# Which Volume of Bach's Clavier-Übung is Your Favorite? Why?



## tdc

Clavier-Übung I - 6 Partitas BWV 825-830
Clavier-Übung II - Italian Concerto BWV 971 and French Overture BWV 831
Clavier-Übung III - Prelude and Fugue BWV 552, 21 Chorale Preludes BWV 669-689, Four Duets BWV 802-805
Clavier-Übung IV - Goldberg Variations BWV 988

Personally I'm not sure what my favorite is. I like all of these, but am curious as to other TC members opinions. I suspect Volume IV is the most popular.


----------



## Bulldog

I hate to take a pass on the Goldbergs, but I have to go with Clavier-Übung III which I consider Bach's greatest body of organ works. It's a 5-course gourmet meal that never disappoints.


----------



## Mandryka

All these Clavier Ubung collections have a French overture type piece in the middle. I wonder if there are any other shared structural things and why, what the overture means. Art of Fugue, the cyclic manuscript version, has a French style piece in the middle too, which may suggest that it’s a Clavier Ubung too, CU5.

This phrase Clavier Ubung is something that Johann Kuhnau uses, Kuhnau wrote a collection of sonatas and partitas called Neuer Clavier Ubung which I think Bach knew, the partitas in Book 2 (1692) of Kuhnau’s CU makes me think of Bach. I don’t know how common the idea of a Clavier Ubung was. 

I recommend the partitas in Khunau’s NCU2 to people who enjoy The French Suites. There’s an excellent recording by Fernando de Luca, using a wonderful if anachronistic harpsichord (Christian Vater 1738) 

Re Bulldog’s favourite, one thing I’ve never understood is why the duetti are in there, or indeed the prelude and fugue. It does seem to be a bit of a hotchpotch.


----------



## Bulldog

Mandryka said:


> Re Bulldog's favourite, one thing I've never understood is why the duetti are in there, or indeed the prelude and fugue. It does seem to be a bit of a hotchpotch.


I agree about the duetti, but I find St. Anne's Prelude and Fugue the perfect bookends.


----------



## tdc

The duets from volume III are the only pieces from any of the volumes that are less demanding to play. They may have been included for that purpose - for the beginner and to be accessible to a broader range of customers.


----------



## Mandryka

tdc said:


> The duets from volume III are the only pieces from any of the volumes that are less demanding to play. They may have been included for that purpose - for the beginner and to be accessible to a broader range of customers.


That doesn't sound like the sort of thing Bach does!

Anyway is it really true (you may be right) that the manualiter chorales are difficult? They can be played I think on a single keyboard.


----------



## tdc

Mandryka said:


> That doesn't sound like the sort of thing Bach does!


I suspect you are probably right, I doubt that was the motivation.

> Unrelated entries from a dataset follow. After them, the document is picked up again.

PR #1110, opened 2025-03-12
Reduce noise buffer copy overhead

bdraco:
Screenshot 2025-03-11 at 9 38 21 PM

Its about ~4% better of the decrypt path (note the benchmark includes the test overhead and encrypt overhead as well)

### DIFF
--- a/aioesphomeapi/_frame_helper/noise.py
+++ b/aioesphomeapi/_frame_helper/noise.py
@@ -183,9 +183,7 @@ class APINoiseFrameHelper(APIFrameHelper):
                     )
                 )
                 return
-            msg_size_high = header[1]
-            msg_size_low = header[2]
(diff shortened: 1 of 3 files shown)


aioesphomeapi/_frame_helper/noise.py
```diff
@@ -357,14 +358,23 @@ def _handle_frame(self, frame: bytes) -> None:
...
             return
+        msg_length = len(msg)
+        msg_cstr = msg
+        if msg_length < 4:
+            self._handle_error_and_close(
+                ProtocolAPIError(
+                    f"{self._log_name}: Decrypted message too short: {msg_length} bytes"
+                )
+            )
+            return
```
bdraco, line 369: We don't actually have coverage for this case but it could happen in theory.... although its very unlikely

But one should remember Bach published these volumes out of his own pocket, and recruited his own distributers. It was a fairly expensive undertaking so he likely wanted to recover his costs.

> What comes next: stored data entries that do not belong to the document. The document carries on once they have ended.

PR #1139, opened 2025-04-06
Reduce buffer copy in the frame helper

bdraco:


bdraco:
Its only 1% faster.  The trade-off is its easier to make memory safety bugs so it seems not worth it

PR #1143, opened 2025-04-08
Reduce buffer extraction overhead

bdraco:
Safer version of #1139 which does not store the
unsafe C derivative of temporary Python reference
in the object


bdraco:
.. and it makes no difference. All the overhead is memcpy_avx_unaligned_erms

PR #1145, opened 2025-04-08
Reattempt memoryview once again

bdraco:


bdraco:
The problem with small packets is creating the memoryview object is more expensive than the memcpy

PR #1153, opened 2025-04-15
Split packet generation code into its own module

bdraco:
Usually I would split it into two modules here but each one has a load cost so I put it all in one


aioesphomeapi/_frame_helper/packets.pxd
```diff
@@ -0,0 +1,26 @@
+from .noise_encryption cimport EncryptCipher
+
+cdef object varuint_to_bytes
+
+cdef _varuint_to_bytes(int value)
```
bdraco, line 5:
```suggestion
cpdef _varuint_to_bytes(int value)
```

PR #1155, opened 2025-04-16
Move cythonized client into client_base

bdraco:
- Renames client_callbacks to client_base and includes the base part of the client there. This allows us to add cythonize types for the connection


aioesphomeapi/client_base.pxd
```diff
@@ -0,0 +1,34 @@
+import cython
+
+# from .connection cimport APIConnection, ConnectionParams
```
bdraco, line 3: FIXME: circular cython import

The duets are in ascending keys (E to A in symmetric modes). There is certainly a well thought out layout to the work, the duets and twenty one chorales being framed by that prelude and fugue.



Mandryka said:


> is it really true (you may be right) that the manualiter chorales are difficult? They can be played I think on a single keyboard.


I haven't attempted to play them, but from what I have read they are difficult.


----------



## tdc

Some additional information on Bach's _Clavier-Übung_ from Christoph Wolff:

"The well-thought-out design of the _Clavier-Übung_ series is mirrored in the careful planning of its individual parts, each of which represents a well-rounded entity often featuring fine-tuned subunits. In part I, all six partitas conform to the same basic suite scheme (Allemande-Courante-Sarabande-Gigue), but each one pursues the principle of variety in its own way; each begins with a distinctive opening movement (from Praeludium to Toccata) and then presents different choices of gallantry pieces (from dances to character pieces such as Scherzo and Burlesca).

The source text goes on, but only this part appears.